Anyway, just over a week ago i arrived here in Astana, Kazakhstan's capital of the last ten years or so. Registration of my passport was more of a rigmarole than i'd anticipated, but late on Tuesday afternoon i finally set off, heading North in the direction of an extraordinary place called Ozyornoje, the national Shrine of Our Lady in Kazakhstan. That evening and overnight however - would you believe it? - i came down with a heavy cold. Having spent the night in a derelict house, on Wednesday i didn't get far before deciding to take the next available transport back to the city. This turned out to be a mini-bus, on which i got into conversation with a guy the same age as me, Volodya, who offered to put me up(!) in his house in a village some way outside the city. So i ended up staying there in great rustic simplicity but also comfort, resting and recuperating until Friday morning, when i set off along the railway towards Shortandy (don't try this at home). The thing was though, i was only about 70% recovered, and too weak to cover the whole 35 km, so in the early evening it was great to be offered a lift by some guys doing work on the line. They had a kind of soviet equivalent of a jeep, and the young guy at the wheel clearly relished taking us along a very rudimentary and bumpy track; the nearest thing i've ever experienced to rally driving.

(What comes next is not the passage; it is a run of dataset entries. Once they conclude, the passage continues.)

PR #886, opened 2026-06-11
Add server-driven subject validation alongside the editor

alistair3149:
> Result of a design collaboration with @alistair3149; an increment of a staged validation-sync effort (plus its create/edit display-model refinement and a drive-by 404 fix), and the prototype for the demo-first ADR gate.
> Context: the NeoWiki codebase, the validation-sync design doc, and web research on client/server validation UX.

Introduce a debounced, sequence-guarded **dry-run validation path** that runs **alongside** the existing live validators in the Subject editor and creator. This is the *alongside-mode prototype*: server-driven validation runs and surfaces inline, but nothing is removed — so the team can evaluate it live before deciding on any larger change (deleting the duplicated TS validators is a separate, gated step, not in this PR).

### Core

- `RestSubjectRepository` gains `validateSubject` / `validateSubjectUpdate`, calling the existing read-only dry-run REST endpoints and reading violations from the 200 body (shared parser extracted to `violationParsing.ts`). A failed dry-run degrades to no violations and never blocks editing or saving.
- A `useSubjectValidation` composable owns the violations ref: `revalidate()` debounced (configurable via `$wgNeoWikiValidationDebounceMs`, default 300, `0` = blur-only), `flush()` on blur and before save, a request-sequence guard so stale responses never overwrite newer ones, and timer cleanup on scope dispose.
- Both subject dialogs feed the composable's violations into the **same ref** the inline renderer and the existing 422-on-save handling already use; the live per-field validators are unchanged.

### Display model: eager for existing subjects, lazy for new ones

Validation visibility differs by context so we never flag a field the user has not reached yet:

- **Editor (existing subject):** validates **on open** and on every edit; surfaces everything, including `required` — an empty required field on an existing subject is a real gap.
- **Creator (new subject):** validates on edit but **withholds "not filled in yet" violations** (`required`, `label-required`) until save — every field starts empty and the user is on their way to filling them in (`withoutMissingValueViolations`). `SelectInput` likewise no longer flags `required` client-side, deferring to the server like every other input.
- The dry-run is **skipped while a new schema is still an unsaved draft** (it does not exist server-side yet).

Open follow-up: under the default `$wgNeoWikiEnforceValidation = false`, the creator surfaces `required` nowhere (withheld mid-edit, and no 422 at save). Giving non-blocking save-time feedback there is the "warning vs error" model, tracked separately.

### Drive-by (pre-existing on master, unrelated to subject validation)

The schema creator's name-availability check fetched `/v1/page/Schema:{name}`, which **404s** for a not-yet-created name on every debounced keystroke. Switched to the existing `schema-names` search (a 200 response), with MediaWiki-style name normalization so the duplicate check still catches `person` / `Foo_Bar` collisions the way the page-fetch did.

Independent of #884 and #885 (the dry-run endpoints it consumes already exist on master).

## Manual Browser Check

> The point of this PR is to *watch server-driven validation work live*. Automated coverage is complete (1019 frontend tests, lint, build, PHPStan green; the dry-run endpoints have their own backend tests), but the live behavior should be observed before merging.

After `make load-test-data` and `make ts-build`:

**Editing an existing subject** (e.g. **Validation Clean** → its **Validation Demo** subject):

1. **On open**, a pre-existing violation (e.g. an empty required field) surfaces immediately — no edit needed.
2. Server violations appear inline ~300ms after you stop typing an invalid value, *in addition to* the instant client-side validation; **DevTools → Network** shows `POST .../neowiki/v0/subject/.../validate` after the pause and on blur, but **not** when merely tabbing between fields without editing.
3. Editing a flagged field clears its error immediately; the next dry-run re-asserts it if still invalid.
4. Saving still works; an enforced 422 (`$wgNeoWikiEnforceValidation = true`) surfaces inline as before.
5. With `$wgNeoWikiValidationDebounceMs = 0`, validation fires only on blur / pre-save.

**Creating a subject** (Add subject):

6. Required fields and the label stay **clean** while you fill them in — no premature "please provide a value".
7. Creating a **new schema**: typing the name produces **no `Schema:` 404s** (only `schema-names` 200s in the console / Network).

### DIFF
--- a/extension.json
+++ b/extension.json
@@ -147,6 +147,10 @@
 			"description": "Whether write endpoints reject edits that introduce new constraint violations. When false, violations are surfaced in responses but writes always persist.",
 			"value": false
 		},
+		"NeoWikiValidationDebounceMs": {
+			"description": "Debounce delay in milliseconds before the subject editor sends a server-side dry-run validation request. 0 disables the timer, so validation only runs on blur or pre-save.",
+			"value": 300
+		},
 		"NeoWikiQueryLimits": {
 			"description": "Per-tier per-query resource caps. Keys: 'default' (users without apihighlimits) and 'expensive' (users with apihighlimits). Each value: { timeoutSeconds, maxRows }.",
 			"value": {
--- a/extension.json
+++ b/extension.json
@@ -362,6 +362,7 @@
 				"neowiki-field-single-value-only",
 				"neowiki-field-type-mismatch",
 				"neowiki-field-schema-not-found",
+				"neowiki-field-label-required",
 				"neowiki-select-placeholder",
 				"neowiki-select-no-results",
 				"neowiki-select-unknown-option",
--- a/i18n/en.json
+++ b/i18n/en.json
@@ -72,6 +72,7 @@
 	"neowiki-field-single-value-only": "Only one value can be selected.",
 	"neowiki-field-type-mismatch": "This value was saved as type \"$1\" but the property now expects \"$2\".",
 	"neowiki-field-schema-not-found": "The schema \"$1\" is missing. Restore it before saving.",
+	"neowiki-field-label-required": "Please provide a label for the subject.",
 	"neowiki-select-placeholder": "Select an option",
 	"neowiki-select-no-results": "No matching options.",
 	"neowiki-select-unknown-option": "(unknown option)",
--- a/i18n/qqq.json
+++ b/i18n/qqq.json
@@ -155,6 +155,7 @@
 	"neowiki-field-schema-not-found": "Form-level error shown when the backend reports the Subject's Schema page is missing. $1 is the schema name.",
 	"neowiki-field-min-length": "Validation error shown when a text value is shorter than the property's minimum length. $1 is the minimum number of characters.",
 	"neowiki-field-max-length": "Validation error shown when a text value is longer than the property's maximum length. $1 is the maximum number of characters.",
+	"neowiki-field-label-required": "Form-level error shown when the backend reports the Subject is missing its required display label.",
 	"neowiki-select-placeholder": "Placeholder text shown in the select dropdown before any option is chosen.",
 	"neowiki-select-no-results": "Message shown in the multi-select dropdown when the typed text does not match any available option.",
 	"neowiki-field-invalid-datetime": "Validation error shown when the entered date and time value cannot be parsed. DateTime values must be strict ISO 8601 / xsd:dateTime strings with an explicit timezone offset or 'Z' (for example, '2025-06-15T12:00:00Z' or '2025-06-15T12:00:00+02:00'). Partial values such as year-only or date-only are rejected, and min/max bounds are inclusive.",
--- a/resources/ext.neowiki/src/NeoWikiExtension.ts
+++ b/resources/ext.neowiki/src/NeoWikiExtension.ts
@@ -255,6 +255,11 @@ export class NeoWikiExtension {
 		return Neo.getInstance();
 	}
 
+	public getValidationDebounceMs(): number {
+		const value = mw.config.get( 'wgNeoWikiValidationDebounceMs' );
+		return typeof value === 'number' ? value : 300;
+	}
+
 	public newSubjectValidator(): SubjectValidator {
 		return new SubjectValidator(
 			this.getPropertyTypeRegistry(),
--- a/resources/ext.neowiki/src/components/SchemaCreator/SchemaCreator.vue
+++ b/resources/ext.neowiki/src/components/SchemaCreator/SchemaCreator.vue
@@ -91,17 +91,15 @@ function onNameInput(): void {
 }
 
 async function checkDuplicateName( name: string, expectedSequence: number ): Promise<void> {
-	try {
-		await schemaStore.getOrFetchSchema( name );
+	const exists = await schemaStore.schemaNameExists( name );
 
-		if ( expectedSequence !== requestSequence ) {
-			return;
-		}
+	if ( expectedSequence !== requestSequence ) {
+		return;
+	}
 
+	if ( exists ) {
 		nameError.value = mw.msg( 'neowiki-schema-creator-name-taken' );
 		nameStatus.value = 'error';
-	} catch {
-		// Schema not found — name is available
 	}
 }
 
@@ -124,15 +122,13 @@ async function validate(): Promise<boolean> {
 		return false;
 	}
 
-	try {
-		await schemaStore.getOrFetchSchema( name );
+	if ( await schemaStore.schemaNameExists( name ) ) {
 		nameError.value = mw.msg( 'neowiki-schema-creator-name-taken' );
 		nameStatus.value = 'error';
 		return false;
-	} catch {
-		// Schema not found — name is available
-		return true;
 	}
+
+	return true;
 }
 
 function getSchema(): Schema | null {
--- a/resources/ext.neowiki/src/components/SubjectCreator/SubjectCreatorDialog.vue
+++ b/resources/ext.neowiki/src/components/SubjectCreator/SubjectCreatorDialog.vue
@@ -83,7 +83,8 @@
 				<CdxTextInput
 					v-model="subjectLabel"
 					:placeholder="$i18n( 'neowiki-subject-creator-label-placeholder' ).text()"
-					@input="markChanged"
+					@input="handleEditorChange"
+					@blur="handleEditorBlur"
 				/>
 				<template #label>
 					{{ $i18n( 'neowiki-subject-creator-label-field' ).text() }}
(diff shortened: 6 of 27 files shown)


alistair3149:
@JeroenDeDauw @malberts This PR is a demo for the fully backend-driven validation on the frontend. Please test it out and see if there are any UX degradation in the frontend. If there isn't, then I will proceed to remove the now duplicated. TypeScript validators.

For some context, I spent some time researching whether we need to duplicate frontend validation to provide an optimal experience, but it turns out that it is common to use server-driven validation even on the frontend (Laravel Precognition, Livewire, Symfony UX, etc.), and the performance and UX trade-offs aren't as bad as I thought.

extension.json
```diff
@@ -144,6 +144,10 @@
 			"description": "Whether write endpoints reject edits that introduce new constraint violations. When false, violations are surfaced in responses but writes always persist.",
 			"value": false
 		},
+		"NeoWikiValidationDebounceMs": {
+			"description": "Debounce delay in milliseconds before the subject editor sends a server-side dry-run validation request. 0 disables the timer, so validation only runs on blur or pre-save.",
+			"value": 300
+		},
```
malberts, line 153: This description doesn't match the behaviour. It says `0` means "validation only runs on blur or pre-save", but in `useSubjectValidation.ts` the `debounceMs <= 0` branch of `revalidate()` runs the validation immediately on every change, so at `0` a dry-run fires on every keystroke (the opposite of blur-only).

https://github.com/user-attachments/assets/51f3b516-9d23-43b8-84cd-b314bbff7e2b

Setting `0` to cut validation traffic actually produces the most. 

It seems like the description is what was supposed to happen, at least to me that makes more sense than firing a server side validation on every keypress, so I assume this is a bug. If the opposite was intended, then the description should be fixed.

malberts:
When creating a new subject with a new schema, these backend validation attempts return 404 errors ("schema not found"). While this is not user-visible, it seems like avoidable backend traffic.

[Screencast_20260624_222804.webm](https://github.com/user-attachments/assets/af88803e-72fc-4286-a169-bacbc2ae3e9e)

malberts:
When creating a new subject with an existing schema, the validation runs on all fields, marking fields I have not yet touched as invalid:

[Screencast_20260624_223502.webm](https://github.com/user-attachments/assets/4487402f-1d8e-4d64-beb2-d2ca60920d76)

Ignore the Status field's validation, that is a pre-existing issue. In this case, I changed Title, and Homepage got flagged as invalid. On a more complicated form this is going to scream at the user when they have not made any other mistakes.

extension.json
alistair3149: Yes it is a bug. It is patched now to match the description:

https://github.com/user-attachments/assets/a06565cc-ed8a-49fa-afa2-2aff0fcc197f

malberts:
> use server-driven validation even on the frontend (Laravel Precognition, Livewire, Symfony UX, etc.), and the performance and UX trade-offs aren't as bad as I thought.

This is one of the alternatives considered in ADR 21, and "rejected", but not necessarily as something that could not be a follow-up, as the point of the ADR was just about adding backing validation:
https://github.com/ProfessionalWiki/NeoWiki/blob/master/docs/adr/021-add-backend-validation.md#backend-only-validation-frontend-calls-api

However, we need to do some testing around the network round-trip point. While those mentioned frameworks are presumably examples of this working well, they have also likely been optimised for this use case. In our case this involves a MediaWiki round trip which might not necessarily be optimal for field validation. I have no evidence either way, so this is something we should test on the demo wiki first.

alistair3149:
> When creating a new subject with a new schema, these backend validation attempts return 404 errors ("schema not found"). While this is not user-visible, it seems like avoidable backend traffic.

This is a pre-existing issue that is not caused by this PR, but I fixed it as a drive-by.

https://github.com/user-attachments/assets/eb22c254-7514-4ad8-bfc5-7edcf8d79613

> When creating a new subject with an existing schema, the validation runs on all fields, marking fields I have not yet touched as invalid:

Agreed. I have adjusted the validation behavior:
- **Subject creator/New subject:** Do not validate on open - since users did nothing wrong and the field are going to be edited
- **Subject editor/Existing subject:** Validate on open - so that existing violations are visible in the editor.

https://github.com/user-attachments/assets/b1d3ba04-cc3c-40a2-badc-752573074388

> However, we need to do some testing around the network round-trip point.

I agree. That's also why we have `$wgNeoWikiValidationDebounceMs` as a knob to tune the behavior.

JeroenDeDauw:
> In our case this involves a MediaWiki round trip which might not necessarily be optimal for field validation.

Ah yes, instantiating MediaWiki to the point where we can run our validation code isn't cheap

alistair3149:
We can stress test the network RTT when it is deployed to the demo wiki.
The validation logic itself only adds **~2–3 ms** over a bare REST call, and the whole call is around 11ms.

---

To isolate how much of the round-trip is *our validation* vs MediaWiki request overhead, here are 30 warm samples of the dry-run endpoint taken in-container (so this excludes the browser↔server network)

| Endpoint | median | p90 | max |
|---|---|---|---|
| `POST /subject/validate` (dry-run) | 11 ms | 12 ms | 14 ms |
| `GET /schema-names` (baseline trivial REST) | 8 ms | 9 ms | 11 ms |

The empty-statements payload still ran a full pass (it returned `required` for every required property), and the dry-run loads the schema from cache and doesn't touch Neo4j, so this is representative rather than a no-op.

> <sub>Benchmark + write-up by Claude Code (`Opus 4.8`), at @alistair3149's direction.</sub>

malberts:
Confirmed my issues are fixed.

> When creating a new subject with an existing schema, the validation runs on all fields, marking fields I have not yet touched as invalid

This still happens with required date fields, though. For example, when you create a subject using the Everything schema:

Screenshot_20260625_234143

However, since this was not the original purpose of this PR, let's move that to a follow-up and merge.

alistair3149:
Ran the concurrency stress test on the NeoWiki Demo wiki (the network round-trip + load test we said we needed).

**Single request** (server-side, network RTT removed): ~28 ms of MediaWiki processing on the real deploy — the validation logic is ~0 of that, it's MW bootstrap (consistent with the dev-wiki number).

**Under concurrency** — at 20 concurrent requests the validate endpoint's tail blows up while a trivial endpoint at the same concurrency stays flat. Warm round-trip, ms; the ~140 ms floor is network RTT from the test location, so the signal is validate vs baseline, not the absolute numbers:

| Endpoint @ 20 concurrent | p50 | p95 | p99 |
|---|---:|---:|---:|
| `POST /subject/validate` (run 1) | 143 | 175 | **998** |
| `POST /subject/validate` (run 2) | 141 | 158 | **2596** |
| `GET /schema-names` (baseline) | 149 | 184 | 193 |

Zero errors throughout. So it's validate-specific — not the network, not my client.

**Root cause:** the dry-run loaded and re-parsed the Schema wiki page on every call, uncached, so a concurrent burst piles up on that load+parse (a cache stampede).

**Fix:** filed a separate PR — #943 — a `CachingSchemaLookup` (WANObjectCache, keyed by the schema page's latest revision so edits invalidate it transparently). Local before/after, ms:

| | C=1 (p50 / max) | C=20 (p50 / p99 / max) |
|---|---:|---:|
| before (no cache) | 14 / 29 | 48 / 63 / 65 |
| after (#943) | 12 / **12** | **34 / 50 / 50** |

Single-request tail flattens (29 → 12 ms) and the burst drops ~25–30 % at every percentile.

**Next:** we'll need to **re-run this C=20 burst on the Demo wiki after #943 deploys** to confirm the spike is gone on the real environment — the local before/after is a smaller-scale demo (the dev wiki didn't reproduce the full spike). #943 also has one open item (read-permission gating under caching) to settle before merge.

For context: ~100 req/s (C=20) is well beyond realistic load — the 300 ms debounce keeps real editor concurrency at low-tens of req/s, where everything stayed flat. So not a Demo-wiki blocker, but a genuine scalability finding worth fixing.

> <sub>Benchmark + write-up by Claude Code (`Opus 4.8`), at @alistair3149's direction.</sub>

alistair3149:
@JeroenDeDauw @malberts I have rerun the benchmark and the performance seems acceptable. What do you think?
If it is okay for both of you, then we can move to the next step of dropping the frontend validation code.

---

| C=20, warm round-trip p99 (ms) | validate | baseline | validate − baseline |
|---|---:|---:|---:|
| before (no cache) | 998 / 2596 | 193 | +805 … +2400 |
| after (#943) | 514 / 518 / 457 | 417 | +40 … +100 |

At p50/p95 validate now equals the baseline; only a ~40–100 ms residual remains at p99, down from the ~1–2.6 s spike. Zero errors across 800+ requests.

One observation: single-request server time was p50 ~24 ms but p95/p99 ~193 ms — most requests are warm cache hits, while a request landing on a not-yet-warmed worker still loads once. That's the signature of a per-worker cache (APCu) rather than a shared one. The stampede is gone either way; a shared cache (memcached/redis) on the Demo wiki would flatten that last cold-worker tail too, if we ever want it.

So the round-trip concern is resolved on the real deploy.

> <sub>Re-run + write-up by Claude Code (`Opus 4.8`), at @alistair3149's direction.</sub>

I was shown to the Catholic Church of the Immaculate Conception, where i'd been told the community might give me a welcome (they turned out to be the same Order of St. Vincent De Paul as are in Kharkov, Ukraine), arriving just in time for Mass. I know it's a cliche - but i can't tell you how nice they were! Having put me up on a great sofa bed, in the morning i was brought really tremendous bowl of porridge - my very favourite. "World Porridge Day" is a Mary's Meals initiative, due to be celebrated, worldwide, on the 10th of October. They've teamed up with the organisers of the World Porridge Making Championship in Carrbridge, in the Scottish Highlands, part of the reason being that many of the school meals which Mary's Meals provide consist of a sort of "souped-up" porridge; see "".

I've come back to Astana because tomorrow, Inshallah, i hope to make enquiries about applying for a new Russian visa. So i haven't reached Ozyornoje yet, but hope to say more about it in another post.

The sisters at Shortandy are also of the same order as St. Catherine Laboure, whose famous 'Miraculous Medals' bear the following inscription;

"O Mary conceived without sin, pray for us who have recourse to Thee."

*used in reference to Czechoslovakia after the Munich conference of 1938.